DP and Karmarkar–Karp in OCaml

OCaml's records, immutable arrays, and pattern matching make the differencing heuristic read like its definition.

  1. 01
    Subset-sum DP: a boolean array dp[w] = "is sum w reachable using some subset?" Iterate items; for each, update from high to low to avoid double-counting. The exact partition test is dp[total/2].
    let can_partition (xs : int array) : bool =
      let total = Array.fold_left (+) 0 xs in
      if total mod 2 <> 0 then false
      else
        let target = total / 2 in
        let dp = Array.make (target + 1) false in
        dp.(0) <- true;
        Array.iter (fun x ->
          for w = target downto x do
            if dp.(w - x) then dp.(w) <- true
          done
        ) xs;
        dp.(target)
  2. 02
    Karmarkar–Karp differencing: pop the two largest items, replace them with their absolute difference. Iterate until one number remains — that's the (approximate) partition gap. A min-heap keeps the largest at the top.
    module H = Set.Make(struct
      type t = int let compare = compare
    end)
    
    let kk (xs : int array) : int =
      let h = ref (Array.fold_left (fun s x -> H.add x s) H.empty xs) in
      while H.cardinal !h > 1 do
        let max1 = H.max_elt !h in
        h := H.remove max1 !h;
        let max2 = H.max_elt !h in
        h := H.remove max2 !h;
        h := H.add (abs (max1 - max2)) !h
      done;
      H.min_elt !h
  3. 03
    Combine. KK's residual is an upper bound on the optimal partition difference; the DP gives an exact answer for the decision problem. Use KK first as a screen — if KK returns 0, you have a perfect partition; otherwise call the DP.
    let solve (xs : int array) =
      match kk xs with
      | 0 -> "perfect partition exists"
      | r when can_partition xs ->
          "perfect partition exists (KK gave " ^ string_of_int r ^ ")"
      | r ->
          "no perfect partition; KK upper bound = " ^ string_of_int r
  4. 04
    Run it. KK runs in O(n log n) and gets within roughly n^(-α log n) of optimal on random inputs — astonishingly tight. For 1000-element instances with values up to 10⁹, KK is fast and almost always optimal; the DP would be infeasible at that size.
    let () =
      let xs = [| 3; 1; 4; 1; 5; 9; 2; 6; 5; 3 |] in
      print_endline (solve xs)
Grammar — OCaml

OCaml is ML-family functional programming with strict evaluation and an industrial-strength compiler.
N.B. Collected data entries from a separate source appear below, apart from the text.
PR #2797, opened 2019-03-14
Control Elm debug option via environment variable

lzrski:
# ↪️ Pull Request

A counter proposal for https://github.com/parcel-bundler/parcel/pull/2626.
Work around for https://github.com/elm/compiler/issues/1851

Algebraic data types, pattern matching, and a Hindley–Milner type inferencer give you Haskell-like expressiveness with predictable performance.

let name = expr
binding. `let f x y = expr` defines a curried function (left-associative arrows).
let name : t = expr
typed binding. Most types are inferred, but you can annotate.
type t = ...
type definition. Sum types: `type color = Red | Green | Blue`.
match x with | p1 -> e1 | p2 -> e2
pattern matching. The compiler warns if your patterns are non-exhaustive.
[| a; b; c |]
array literal — semicolon-separated, mutable, fixed-size.
arr.(i)
array indexed access. `arr.(i) <- v` assigns. Lists use square brackets and ::.
ref x
create a mutable cell holding x. Read with `!cell`; write with `cell := v`.
|>
pipeline: `x |> f` is `f x`. Same idea as Elixir or F#.
module M = ...
module — first-class collection of values, types, and submodules. Standard library modules: List, Array, Set, Map.
Sum an array with Array.fold_left. The fold takes a function (accumulator -> element -> new_accumulator), an initial value, and the array. Reads as a left-to-right reduction.
let total = Array.fold_left (+) 0 [| 3; 1; 4; 1; 5; 9; 2; 6 |]
(* total : int = 31 *)

(* same shape, different op: maximum *)
let largest = Array.fold_left max min_int [| 3; 1; 4; 1; 5; 9; 2; 6 |]
(* largest : int = 9 *)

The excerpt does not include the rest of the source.